YOUR OBJECTIVE = What lines of the data include the string "these"? Copy them all.

(Stored items from a collection)
^^^^^^^^
PR #430, opened 2018-11-15
feat(Add new icon for gmap): add an icon to use for the pdp map

bethstevic:

### DIFF
--- a/packages/react-ui-ag/src/Gmap/Markers.js
+++ b/packages/react-ui-ag/src/Gmap/Markers.js
@@ -1,30 +1,27 @@
 import React, { PureComponent } from 'react'
 import PropTypes from 'prop-types'
 import get from 'lodash/get'
+import keys from 'lodash/keys'
 import { Markers as Gmarkers } from '@rentpath/react-ui-core'
-import {
-  redDotIcon,
-  greyDotIcon,
-  blackDotIcon,
-} from './markerIcons'
+import MarkerIcons from './markerIcons'
 
 const NOOP = () => ({})
 
 export default class Markers extends PureComponent {
   static propTypes = {
     marker: PropTypes.func,
-    markerIcon: PropTypes.func,
-    markerInactiveIcon: PropTypes.func,
-    markerIconHover: PropTypes.func,
+    markerIcon: PropTypes.oneOf(keys(MarkerIcons)),
+    markerInactiveIcon: PropTypes.oneOf(keys(MarkerIcons)),
+    markerIconHover: PropTypes.oneOf(keys(MarkerIcons)),
     onMouseOver: PropTypes.func,
     onMouseOut: PropTypes.func,
   }
 
   static defaultProps = {
     marker: NOOP,
-    markerIcon: redDotIcon,
-    markerInactiveIcon: greyDotIcon,
-    markerIconHover: blackDotIcon,
+    markerIcon: 'redDotIcon',
+    markerInactiveIcon: 'greyDotIcon',
+    markerIconHover: 'blackDotIcon',
   }
 
   get marker() {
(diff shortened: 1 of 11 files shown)


packages/react-ui-ag/src/Gmap/markerIcons.js
```diff
@@ -6,26 +6,45 @@ const scaledSize = (x, y, scale) => (
...
+
+const redPdpMapBalloon = (scale = 1) => ({
+  url: "data:image/svg+xml,%3Csvg xmlns='http://www.w3.org/2000/svg' width='28' height='40' viewBox='0 0 28 40'%3E%3Cg fill='none' fill-rule='evenodd'%3E%3Cpath fill='%23FF132F' fill-rule='nonzero' d='M14 0C6.27 0 0 6.27 0 14c0 10.5 14 26 14 26s14-15.5 14-26c0-7.73-6.27-14-14-14z'/%3E%3Cellipse cx='14' cy='12.982' fill='%23FFF' rx='5.25' ry='5.263'/%3E%3C/g%3E%3C/svg%3E",
+  anchor: scaledPoint(15, 38, scale),
+})
+
+const redPdpMapBalloonWithBlackDot = (scale = 1) => ({
+  url: "data:image/svg+xml,%3Csvg xmlns='http://www.w3.org/2000/svg' width='28' height='55' viewBox='0 0 28 55'%3E%3Cdefs%3E%3Cfilter id='a' width='100%25' height='100%25' x='0%25' y='0%25' filterUnits='objectBoundingBox'%3E%3CfeGaussianBlur in='SourceGraphic'/%3E%3C/filter%3E%3C/defs%3E%3Cg fill='none' fill-rule='evenodd'%3E%3Ccircle cx='14' cy='48' r='7' fill='%23000' filter='url(%23a)'/%3E%3Cpath fill='%23FF132F' fill-rule='nonzero' d='M14 0C6.27 0 0 6.27 0 14c0 10.5 14 26 14 26s14-15.5 14-26c0-7.73-6.27-14-14-14z'/%3E%3Cellipse cx='14' cy='12.982' fill='%23FFF' rx='5.25' ry='5.263'/%3E%3C/g%3E%3C/svg%3E%0A",
+  anchor: scaledPoint(16, 48, scale),
+})
```
ostlerp: You may want a `scaledSize` property for these. Its probably optional since it's unlikely you're using it, but it would be necessary for `scale` to be used properly down the road.

packages/react-ui-ag/src/Gmap/Markers.js
```diff
@@ -2,29 +2,25 @@ import React, { PureComponent } from 'react'
...
 
 const NOOP = () => ({})
 
 export default class Markers extends PureComponent {
   static propTypes = {
     marker: PropTypes.func,
-    markerIcon: PropTypes.func,
-    markerInactiveIcon: PropTypes.func,
-    markerIconHover: PropTypes.func,
+    markerIcon: PropTypes.string,
```
ostlerp: Since these are now limited to the icons we have defined, we may want this to be a `oneOf[...]` instead of an open string.

packages/react-ui-ag/src/Gmap/markerIcons.js
bethstevic: Ok, that make sense - I will add in the scaled size property

packages/react-ui-ag/src/Gmap/Markers.js
bethstevic: Good point - I will make that change

packages/react-ui-ag/src/Gmap/Markers.js
```diff
@@ -2,29 +2,34 @@ import React, { PureComponent } from 'react'
...
+
 export default class Markers extends PureComponent {
   static propTypes = {
     marker: PropTypes.func,
-    markerIcon: PropTypes.func,
-    markerInactiveIcon: PropTypes.func,
-    markerIconHover: PropTypes.func,
+    markerIcon: PropTypes.oneOf(markerIcons),
+    markerInactiveIcon: PropTypes.oneOf(markerIcons),
+    markerIconHover: PropTypes.oneOf(markerIcons),
```
ostlerp: I wonder if `_.keys(MarkerIcons)` would work here? That way we wouldn't have to maintain a list of keys

PR #5, opened 2018-05-08
Add Jenkinsfile compose pipeline

jlebon:
Add a Jenkinsfile that runs the treecompose and publishes it. Right now,
this is only running the `rhcos` variant, so it's publishing to some
place private. The next steps are to also build cloud images, and to
also build the `origin` CentOS-based variant and push that out somewhere
public.

I brought back the RHEL repos here for simplicity; I'd like to keep as
much of the logic as possible right here. Though I'm open to changing
this back.


Jenkinsfile
```diff
@@ -0,0 +1,73 @@
+def DOCKER_IMG = "registry.fedoraproject.org/fedora:28"
+def DOCKER_ARGS = "--net=host -v /srv:/srv --privileged"
+
+// this var conveniently refers to a location on the server as well as the local dir we sync to/from
+def repo = "${env.ARTIFACT_SERVER_DIR}/repo"
```
peterbaouoft: quick question, where does this env variable get defined? Is it on the jenkins side? =)

jlebon: That's correct, this is defined on the Jenkins side since it depends on where it runs. We'll need to make this more flexible if we want to support e.g. GCS buckets.

host-base.json
```diff
@@ -110,7 +110,8 @@
         "sg3_utils",
         "glusterfs-fuse",
         "dnsmasq",
-        "oci-umount"
+        "oci-umount",
+        "origin-node"
```
ashcrow: :+1: for adding ``origin-node`` at this stage in development. Reminder to us all that this will be replaced with a node that is built upon upstream merges later.

Jenkinsfile
```diff
@@ -0,0 +1,73 @@
...
+}
+def manifest = "host-${env.BUILD_TYPE}.json"
+
+node(env.NODE) {
+    checkout scm
+
+    docker.image(DOCKER_IMG).inside(DOCKER_ARGS) {
+        stage("Provision") {
+            sh "dnf install -y git rpm-ostree rsync openssh-clients"
+            sh "cp RPM-GPG-* /etc/pki/rpm-gpg/"
```
ashcrow: This looks similar to [what's happening in the Dockerfile](https://github.com/openshift/os/blob/master/Dockerfile#L3) but in this case it looks like it's doing it on the node. Am I reading this right?

jlebon: That's correct. Since we're running in a Fedora container, we're not gonna have those keys available. I just copy them all since I'd like to generalize the Jenkinsfile to build both the `rhcos` and the `origin` variants.

host-base.json
jlebon: To clarify, `origin-node` was in the main manifest before. This is a small revert of #2, which changed that to `atomic-openshift-node` for RHEL. So we might need to revert this -- the OpenShift repo we're using right now does have it though.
^^^^^^^^
SOLUTION =
ostlerp: You may want a `scaledSize` property for these. Its probably optional since it's unlikely you're using it, but it would be necessary for `scale` to be used properly down the road.
ostlerp: Since these are now limited to the icons we have defined, we may want this to be a `oneOf[...]` instead of an open string.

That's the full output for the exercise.